▶ [What is being asked]
Find the line with "- [x] server (shift + d)" in the entries below, then reproduce it and every line after it down to and including the line with "on a project", exactly.

Start of Working data

PR #980, opened 2023-01-13
Ext 253/gas fee handler

mpwanyi256:

### DIFF
--- a/src/views/Send/Send.vue
+++ b/src/views/Send/Send.vue
@@ -9,16 +9,13 @@
         {{ $t('common.send') }}
       </NavBar>
       <InfoNotification v-if="nativeAssetRequired">
-        <EthRequiredMessage :account-id="account.id" :action="'send'" />
+        {{ $t('components.noFundsForNetworkFee.noEnoughAsset', { asset: assetChain }) }}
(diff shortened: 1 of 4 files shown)


src/views/Send/Send.vue
```diff
@@ -351,9 +357,23 @@ export default {
...
+    },
+    accountUrl() {
+      return `/accounts/${this.accountId}/${this.nativeAsset}/receive`
+    },
     account() {
       return this.accountItem(this.accountId)
     },
+    nativeAssetBalance() {
+      const balance = this.account.balances?.[this.nativeAsset] || 0
+      const pBalance = prettyBalance(balance, this.nativeAsset)
```
bradleySuira, line 371: @mpwanyi256 if you will need to convert the balance to BN, maybe we don't need to call `prettyBalance` just use the balance directly, `prettyBalance` is just to format and set the decimal places

bradleySuira (approved):
LGTM, just take in account the `prettyBalance` comment

src/views/Send/Send.vue
mpwanyi256: @bradleySuira Oh.. okay

bradleySuira (approved):

PR #3812, opened 2025-02-28
Make GenericRouterContext pub

3lpsy:
`RouterConfig` accepts a `on_default` callback. To be able to create types for this callback, you need access to `GenericRouterContext`. This PR just makes that type pub. 

Here is the customer use case:
```rust
/// requires type 
pub fn on_update_route<R>(state: GenericRouterContext<R>) -> Option<NavigationTarget<R>>
where
    R: Routable,
{
    None
}

rsx! {
  Router::<router::Route> {
    config: || {
      RouterConfig::default().on_update(on_update_route)
    }
   }
}
```

### DIFF
--- a/packages/router/src/contexts/router.rs
+++ b/packages/router/src/contexts/router.rs
@@ -309,6 +309,7 @@ impl RouterContext {
     }
 }
 
+/// This context is set to the RouterConfig on_update method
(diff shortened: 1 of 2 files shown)


jkelleyrtp (approved):
Thanks!

PR #3814, opened 2025-03-01
debugger support for dx

jkelleyrtp:
Powered by the same tooling from http://github.com/jkelleyrtp/cargo-debugger

Lets you open the current app in vscode's debugger by pressing `d`.

todo: 
- [x] web (requires vscode extension)
- [x] desktop
- [x] server (shift + d)
- [x] ios
- [x] android

We should allow configuration of the debugger at some point since people seem to use gdb, dap, etc, but for now this works well with our vscode-oriented workflow.

https://github.com/user-attachments/assets/5481f388-fe7e-49d5-a15b-d1982b944fef


mcmah309:
Does this work inside a dev container? - https://github.com/jkelleyrtp/cargo-debugger/issues/2

jkelleyrtp:
> Does this work inside a dev container? - [jkelleyrtp/cargo-debugger#2](https://github.com/jkelleyrtp/cargo-debugger/issues/2) . Might be worth testing with https://github.com/DioxusLabs/dioxus/tree/main/.devcontainer if not already done

Unfortunately no, since we call `code --open-url "link"` to get code-lldb to open the debugger.

To add web support, I had to add an extra handler to our vscode extension, so in theory, the two *could* work together, but I wouldn't even know where to start to get it working.

mcmah309:
> Unfortunately no, since we call `code --open-url "link"` to get code-lldb to open the debugger.

That's unfortunate, we do all our coding inside dev containers.

N3xed:
I think this needs a new extension release. The current version available on the VSCode marketplace (`0.6.0`) doesn't support this yet.

jgardona:
It doesnt works for me. Breakepoints are going gray when I attach debug on server

image

PR #3820, opened 2025-03-03
Changes to support axum 0.8

### LINKED ISSUE #3479: Upgrade to axum 0.8.x breaks DioxusRouterExt
**Problem**

After upgrading to axum 0.8.x, the serve_dioxus_application method is no longer found on Router, breaking Dioxus fullstack applications.

**Steps To Reproduce**

- Update axum to 0.8 in Cargo.toml
- Run `cargo build` on a project using `serve_dioxus_application`
- Observe compiler error:
```
error[E0599]: no method named `serve_dioxus_application` found for type `Router` in the current scope
   |
   |     .serve_dioxus_application(ServeConfigBuilder::default(), App);
   |     -^^^^^^^^^^^^^^^^^^^^^^^^ method not found in `Router<_>`
```

**Expected behavior**

`serve_dioxus_application` should remain available after upgrading axum, allowing seamless server setup of Dioxus applications.

**Environment:**
 - Dioxus version: 0.6.1
 - Rust version: 1.83.0
 - OS info: MacOS
 - App platform: web

[Announcing axum 0.8.0](https://tokio.rs/blog/2025-01-01-announcing-axum-0-8-0)

CristianCapsuna:
Hi guys. Very excited to make my first, small, contribution.

Before this PR can be closed, the `server_fn` and `server_fn_macro` dependencies need to be pointed to their released crates once those are available.

I was not able to do the make tests but I don't think it's because of this. See below. Any guidance on how I could make this work?
Screenshot from 2025-03-03 16-07-33

I plugged this is my wannabe website project and it worked fine.

Closes #3479


CristianCapsuna:
@ealmloff would you have any guidance on what the problem is with the playwright test?

ealmloff:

End of Working data

▶ [Solution to this exercise]
- [x] server (shift + d)
- [x] ios
- [x] android

We should allow configuration of the debugger at some point since people seem to use gdb, dap, etc, but for now this works well with our vscode-oriented workflow.

https://github.com/user-attachments/assets/5481f388-fe7e-49d5-a15b-d1982b944fef


mcmah309:
Does this work inside a dev container? - https://github.com/jkelleyrtp/cargo-debugger/issues/2

jkelleyrtp:
> Does this work inside a dev container? - [jkelleyrtp/cargo-debugger#2](https://github.com/jkelleyrtp/cargo-debugger/issues/2) . Might be worth testing with https://github.com/DioxusLabs/dioxus/tree/main/.devcontainer if not already done

Unfortunately no, since we call `code --open-url "link"` to get code-lldb to open the debugger.

To add web support, I had to add an extra handler to our vscode extension, so in theory, the two *could* work together, but I wouldn't even know where to start to get it working.

mcmah309:
> Unfortunately no, since we call `code --open-url "link"` to get code-lldb to open the debugger.

That's unfortunate, we do all our coding inside dev containers.

N3xed:
I think this needs a new extension release. The current version available on the VSCode marketplace (`0.6.0`) doesn't support this yet.

jgardona:
It doesnt works for me. Breakepoints are going gray when I attach debug on server

image

PR #3820, opened 2025-03-03
Changes to support axum 0.8

### LINKED ISSUE #3479: Upgrade to axum 0.8.x breaks DioxusRouterExt
**Problem**

After upgrading to axum 0.8.x, the serve_dioxus_application method is no longer found on Router, breaking Dioxus fullstack applications.

**Steps To Reproduce**

- Update axum to 0.8 in Cargo.toml
- Run `cargo build` on a project using `serve_dioxus_application`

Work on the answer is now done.